# Using the composition module

In [None]:
import pandas as pd
from elementembeddings.composition import composition_featuriser
from elementembeddings.composition import CompositionalEmbedding
import numpy as np

np.set_printoptions(suppress=True)

The core class of the `elementembeddings.composition` module is the `CompositionalEmbedding` class.
We can use this class the create objects which represent a composition and an elemental representation.
We can create an instance of this class as follows:

```python
CsPbI3_magpie = CompositionalEmbedding(formula='CsPbI3', embedding='magpie')
```


In [None]:
CsPbI3_magpie = CompositionalEmbedding(formula="CsPbI3", embedding="magpie")

We can access the elemental embeddings of the individual elements in the composition from the `el_matrix` attribute.
```python
>>> CsPbI3_magpie.el_matrix
```

In [None]:
# Print the individual element feature vectors
print(CsPbI3_magpie.el_matrix)

Some properties which are accessible are the `composition` and `fractional composition` which are dictionaries of element:amount key:value pairs.

In [None]:
# Print the composition and the fractional composition
print(CsPbI3_magpie.composition)
print(CsPbI3_magpie.fractional_composition)

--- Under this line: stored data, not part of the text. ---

PR #3652, opened 2020-08-14
JVM IR: Fix special bridge generation with external Kotlin dependencies

sfs:
In the descriptor hierarchy we replace special bridge methods with their Kotlin equivalents, which leads to some differences between external and local Kotlin declarations. This carries over to the IR declarations, where we use `initialSignatureFunction` to map a declaration back to its original (non-substituted) declaration. For fake overrides, this has the unintended effect of mapping to the original non-substituted version in a superclass, which causes the method signature mapper to return wrong results for fake overrides (which are only used in bridge generation).

Ideally, we should avoid `initialSignatureFunction` altogether and this is what I tried first. This currently fails because there are too many places in the IR backend which still use descriptors. When the IR structures deviate from what is expected for descriptors we then run into assertion failures when applying descriptor utilities on wrapped descriptors.

### DIFF
--- a/compiler/ir/backend.jvm/src/org/jetbrains/kotlin/backend/jvm/codegen/MethodSignatureMapper.kt
+++ b/compiler/ir/backend.jvm/src/org/jetbrains/kotlin/backend/jvm/codegen/MethodSignatureMapper.kt
@@ -201,7 +201,7 @@ class MethodSignatureMapper(private val context: JvmBackendContext) {
         mapSignature(function, false)
 
     private fun mapSignature(function: IrFunction, skipGenericSignature: Boolean, skipSpecial: Boolean = false): JvmMethodGenericSignature {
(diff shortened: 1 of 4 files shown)


udalov:
Thanks! The change looks good and I've merged it.

While testing, I've found another problem, unrelated to this change, on JVM-JVM_IR interop, and reported it here: https://youtrack.jetbrains.com/issue/KT-41123

sfs:
Thanks for the report! This is a problem with [KT-40277](https://youtrack.jetbrains.com/issue/KT-40277) that I didn't consider before.

The JVM IR backend generates a final method `remove(Ljava/lang/Object;)Ljava/lang/String;` in `A`, while the JVM backend generates a final method `remove(Ljava/lang/Object;)Ljava/lang/Object;`. The latter is overridden in subclasses on JVM IR, so we just have to be more careful with creating bridge methods for special bridges (as the `Object` versions could have been created as final).

PR #3654, opened 2020-08-15
Kotlin-test: Add assertIs assertion

benasher44:
Kotlin 1.4 supports using the type parameter in its contract. This will allow code like this in tests:
```kotlin
val s: Any = "test"
assertIs<String>(s)
// can now print s.length because of contract in assertIs
println("${s.length}")
```

[KT-45296](https://youtrack.jetbrains.com/issue/KT-45296)

### DIFF
--- a/libraries/kotlin.test/common/src/main/kotlin/kotlin/test/Assertions.kt
+++ b/libraries/kotlin.test/common/src/main/kotlin/kotlin/test/Assertions.kt
@@ -17,6 +17,7 @@ import kotlin.internal.*
 import kotlin.jvm.JvmName
 import kotlin.native.concurrent.ThreadLocal
 import kotlin.reflect.KClass
+import kotlin.reflect.typeOf
 
 /**
  * Current adapter providing assertion implementations
@@ -74,6 +75,31 @@ fun <@OnlyInputTypes T> assertSame(expected: T, actual: T, message: String? = nu
 /** Asserts that [actual] is not the same instance as [illegal], with an optional [message]. */
 fun <@OnlyInputTypes T> assertNotSame(illegal: T, actual: T, message: String? = null) {
     asserter.assertNotSame(message, illegal, actual)
+}
+
+/**
+ * Asserts that [value] is of type [T], with an optional [message].
+ *
+ * Note that due to type erasure the type check may be partial (e.g. assertIs<List<String>>(value)
+ * only checks for the class being [List] and not the type of its elements because it's erased).
+ */
+@SinceKotlin("1.5")
+@InlineOnly
+inline fun <reified T> assertIs(value: Any?, message: String? = null) {
+    contract { returns() implies (value is T) }
+    asserter.assertTrue({ messagePrefix(message) + "Expected value to be of type <${typeOf<T>()}>, actual <${value?.let { it::class }}>." }, value is T)
+}
+
+/**
+ * Asserts that [value] is not of type [T], with an optional [message].
+ *
+ * Note that due to type erasure the type check may be partial (e.g. assertNotIs<List<String>>(value)
+ * only checks for the class being [List] and not the type of its elements because it's erased).
+ */
+@SinceKotlin("1.5")
+@InlineOnly
+inline fun <reified T> assertNotIs(value: Any?, message: String? = null) {
+    asserter.assertFalse({ messagePrefix(message) + "Expected value to not be of type <${typeOf<T>()}>" }, value is T)
 }
 
 /** Asserts that the [actual] value is not `null`, with an optional [message]. */
--- a/libraries/kotlin.test/common/src/main/kotlin/kotlin/test/Utils.kt
+++ b/libraries/kotlin.test/common/src/main/kotlin/kotlin/test/Utils.kt
@@ -5,6 +5,7 @@
 
 package kotlin.test
 
+@PublishedApi // called from inline assert functions
 internal fun messagePrefix(message: String?) = if (message == null) "" else "$message. "
 internal expect fun lookupAsserter(): Asserter
 
--- a/libraries/kotlin.test/common/src/test/kotlin/kotlin/test/tests/BasicAssertionsTest.kt
+++ b/libraries/kotlin.test/common/src/test/kotlin/kotlin/test/tests/BasicAssertionsTest.kt
@@ -205,6 +205,33 @@ class BasicAssertionsTest {
     fun testExpectFails() {
         checkFailedAssertion { expect(1) { 2 } }
     }
+
+    @Test
+    fun testAssertIs() {
+        val s: Any = "test"
+        assertIs<String>(s)
+        assertEquals(4, s.length)
+    }
+
+    @Test
+    fun testAssertIsFails() {
+        val error = checkFailedAssertion { assertIs<Int>("test") }
+        assertTrue(error.message.startsWith("Expected value to be of type"))
+        assertTrue(error.message.contains("Int"))
+        assertTrue(error.message.contains("String"))
+    }
+
+    @Test
+    fun testAssertNotIs() {
+        assertNotIs<Int>("test")
+    }
+
+    @Test
+    fun testAssertNotIsFails() {
+        val error = checkFailedAssertion { assertNotIs<Int>(1) }
+        assertTrue(error.message.startsWith("Expected value to not be of type"))
+        assertTrue(error.message.contains("Int"))
+    }
 }
 
 


benasher44:
The main value of this over `assertTrue(value is T)` is the built-in nice error message that tells you what type the value ended up being upon failure

libraries/kotlin.test/common/src/main/kotlin/kotlin/test/Assertions.kt
```diff
@@ -72,6 +72,21 @@ fun <@OnlyInputTypes T> assertNotSame(illegal: T, actual: T, message: String? =
     asserter.assertNotSame(message, illegal, actual)
 }
 
+/** Asserts that [value] is [T], with an optional [message]. */
+@SinceKotlin("1.4")
```
ilya-g, line 76: Now it's time for `SinceKotlin("1.5")`  : )

libraries/kotlin.test/common/src/main/kotlin/kotlin/test/Assertions.kt
```diff
@@ -72,6 +72,21 @@ fun <@OnlyInputTypes T> assertNotSame(illegal: T, actual: T, message: String? =
...
+@InlineOnly
+inline fun <reified T: Any> assertIs(value: Any, message: String? = null) {
```
ilya-g, line 78: It would be valuable to support it for nullable type and value.

libraries/kotlin.test/common/src/main/kotlin/kotlin/test/Assertions.kt
```diff
@@ -72,6 +72,21 @@ fun <@OnlyInputTypes T> assertNotSame(illegal: T, actual: T, message: String? =
...
+    contract { returns() implies (value is T) }
+    asserter.assertTrue({ messagePrefix(message) + "Expected value to be of type <${T::class}>, actual <${value::class}>." }, value is T)
```
ilya-g, line 80: `typeOf<T>()` provides more precise information about the type, especially its nullability.

libraries/kotlin.test/common/src/test/kotlin/kotlin/test/tests/BasicAssertionsTest.kt
```diff
@@ -205,6 +205,28 @@ class BasicAssertionsTest {
...
+    @Test
+    fun testAssertIs() {
+        val s: Any = "test"
+        assertIs<String>(s)
+        assertEquals(4, s.length)
+    }
+    
+    @Test
+    fun testAssertIsFails() {
+        checkFailedAssertion { assertIs<Int>("test") }
```
ilya-g, line 218: Could you inspect the assertion returned by `checkFailedAssertion` and check that its message contains the information we expect?

libraries/kotlin.test/common/src/main/kotlin/kotlin/test/Assertions.kt
```diff
@@ -72,6 +72,21 @@ fun <@OnlyInputTypes T> assertNotSame(illegal: T, actual: T, message: String? =
     asserter.assertNotSame(message, illegal, actual)
 }
 
+/** Asserts that [value] is [T], with an optional [message]. */
```
ilya-g, line 75:
```suggestion
/** Asserts that [value] is of type [T], with an optional [message]. */
```

Also makes sense to add a note that due to type erasure the type check may be partial, e.g. `assertIs<List<String>>(value)` only checks for the class being `List` and doesn't check the type of elements because it's erased.

libraries/kotlin.test/common/src/main/kotlin/kotlin/test/Assertions.kt
```diff
@@ -72,6 +72,21 @@ fun <@OnlyInputTypes T> assertNotSame(illegal: T, actual: T, message: String? =
...
+@SinceKotlin("1.4")
+@InlineOnly
+inline fun <reified T: Any> assertIs(value: Any, message: String? = null) {
+    contract { returns() implies (value is T) }
+    asserter.assertTrue({ messagePrefix(message) + "Expected value to be of type <${T::class}>, actual <${value::class}>." }, value is T)
+}
+
+/** Asserts that [value] !is [T], with an optional [message]. */
```
ilya-g, line 83:
```suggestion
/** Asserts that [value] is not of type [T], with an optional [message]. */
```

libraries/kotlin.test/common/src/main/kotlin/kotlin/test/Assertions.kt
```diff
@@ -72,6 +72,21 @@ fun <@OnlyInputTypes T> assertNotSame(illegal: T, actual: T, message: String? =
...
+@SinceKotlin("1.4")
+@InlineOnly
+inline fun <reified T: Any> assertNotIs(value: Any, message: String? = null) {
+    asserter.assertFalse({ messagePrefix(message) + "Expected value to not be of type <${T::class}>" }, value is T)
```
ilya-g, line 87: `messagePrefix` is internal and needs a `@PublisedApi` annotation to be used in an inline function.

ilya-g (changes requested):

benasher44:
Thanks for the feedback! I should be able to get to it in the next week.

libraries/kotlin.test/common/src/main/kotlin/kotlin/test/Assertions.kt
benasher44: Would you recommend that? I could also add an internal non-inline helper function that calls it. What do you think?

benasher44:
Fixed some of the initial issues. Left one question, which may have impact on the other feedback, and then I'll fix those final ones too.

libraries/kotlin.test/common/src/main/kotlin/kotlin/test/Assertions.kt
benasher44: Oh never mind. That's actually the same problem. Do you think `@PublishedApi` is the way to go?

libraries/kotlin.test/common/src/main/kotlin/kotlin/test/Assertions.kt
```diff
@@ -72,6 +73,31 @@ fun <@OnlyInputTypes T> assertNotSame(illegal: T, actual: T, message: String? =
...
+ * Asserts that [value] is of type [T], with an optional [message].
+ * 
+ * Note that due to type erasure the type check may be partial (e.g. assertIs<List<String>>(value)
+ * only checks for the class being [List] and not the type of its elements because it's erased).
+ */
+@SinceKotlin("1.5")
+@InlineOnly
+inline fun <reified T> assertIs(value: Any?, message: String? = null) {
+    contract { returns() implies (value is T) }
+    asserter.assertTrue({ messagePrefix(message) + "Expected value to be of type <${typeOf<T>()}>, actual <${value::class}>." }, value is T)
```
ilya-g, line 86: Please ensure that the library compiles and its tests pass. `coreLibsTest` gradle task can be used for that.
In particular, `value::class` won't compile for nullable `value` because `::class` requires a non nullable LHS argument. We can use `value?.let { it::class }` instead.

libraries/kotlin.test/common/src/main/kotlin/kotlin/test/Assertions.kt
ilya-g: Yes, I think it's ok to expose this function (`messagePrefix`) to public binary API.

libraries/kotlin.test/common/src/main/kotlin/kotlin/test/Assertions.kt
benasher44: Yes of course. Sorry I wasn't done yet— just wanted to get the initial improvements in

libraries/kotlin.test/common/src/main/kotlin/kotlin/test/Utils.kt
```diff
@@ -5,8 +5,9 @@
...
 package kotlin.test
 
+@PublishedApi // called from inline assert functions
 internal fun messagePrefix(message: String?) = if (message == null) "" else "$message. "
 internal expect fun lookupAsserter(): Asserter
 
 @PublishedApi // required to get stable name as it's called from box tests
-internal fun overrideAsserter(value: Asserter?): Asserter? = _asserter.also { _asserter = value }
\ No newline at end of file
+internal fun overrideAsserter(value: Asserter?): Asserter? = _asserter.also { _asserter = value }
```
benasher44, line 13: 😫 will fix

benasher44:
Okay fixed final issues, cleaned up some white space things, and squashed it all into one neat commit. I tested locally in a scratch file, and I think everything should be compiling now 🤞

libraries/kotlin.test/common/src/test/kotlin/kotlin/test/tests/BasicAssertionsTest.kt
```diff
@@ -205,11 +205,35 @@ class BasicAssertionsTest {
...
+        val message = "Expected value to not be of type <kotlin.Int>."
+        checkFailedAssertion(message) { assertNotIs<Int>(1) }
+    }
 }
 
 
-internal fun checkFailedAssertion(assertion: () -> Unit): AssertionError {
-    return assertFailsWith<AssertionError> { withDefaultAsserter(assertion) }
+internal fun checkFailedAssertion(message: String? = null, assertion: () -> Unit): AssertionError {
+    return assertFailsWith(message)<AssertionError> { withDefaultAsserter(assertion) }
```
ilya-g, line 236: This is a message for failed `assertFailsWith`, not the message to check in the successfully caught exception.
Use the `AssertionError` returned from `checkFailedAssertion` to verify its properties in particular tests.

libraries/kotlin.test/common/src/test/kotlin/kotlin/test/tests/BasicAssertionsTest.kt
```diff
@@ -205,11 +205,35 @@ class BasicAssertionsTest {
...
+    @Test
+    fun testAssertIs() {
+        val s: Any = "test"
+        assertIs<String>(s)
+        assertEquals(4, s.length)
+    }
+
+    @Test
+    fun testAssertIsFails() {
+        val message = "Expected value to be of type <kotlin.Int>, actual <class kotlin.String>."
```
ilya-g, line 218: Note that different platforms can have different `toString` representations of `KType` and `KClass`. Better to check that the message contains essential information rather than to expect it in exact form.

libraries/kotlin.test/common/src/test/kotlin/kotlin/test/tests/BasicAssertionsTest.kt
benasher44: 🤦‍♂️ thanks!

ilya-g:
Thanks for the PR, I've merged it manually with some changes: https://github.com/JetBrains/kotlin/compare/e66eeefe~2...e66eeefe

In particular we've decided to rename `assertNotIs` to `assertIsNot` because the latter reads better.

benasher44:
Awesome thanks!!

PR #3655, opened 2020-08-16
KT-15262: Allow generate toString() to include properties with non-default getters

n-p-s:
[KT-15262](https://youtrack.jetbrains.com/issue/KT-15262). This addresses the comment raised in the previous [PR](https://github.com/JetBrains/kotlin/pull/3134#discussion_r428025016). Custom getters are suggested in the toString/ hashCode/equals dialog but they are unselected by default.


vladimirdolzhenko:

PR has been merged manually.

Other properties and attributes that can be accessed are the (normalised) stoichiometry represented as a vector.


In [None]:
# Print the list of elements
print(CsPbI3_magpie.element_list)
# Print the stoichiometric vector
print(CsPbI3_magpie.stoich_vector)

# Print the normalized stoichiometric vector
print(CsPbI3_magpie.norm_stoich_vector)

# Print the number of atoms
print(CsPbI3_magpie.num_atoms)

We can create create compositional-based feature vectors using the `feature_vector` method.
```python
>>> CsPbI3_magpie.feature_vector()
```
By default, this will return the weighted average of the elemental embeddings of the composition. This would have the same dimension as the individual elemental embeddings.
We can also specify the type of feature vector we want to create by passing the `stats` argument.
```python
>>> CsPbI3_magpie.feature_vector(stats=['mean', 'variance'])
```
This would return a feature vector which is the concatenation of the mean and variance of the elemental embeddings of the composition. This would have twice the dimension of the individual elemental embeddings. In general, the dimension of the feature vector is the product of the dimension of the elemental embeddings and the number of statistics requested.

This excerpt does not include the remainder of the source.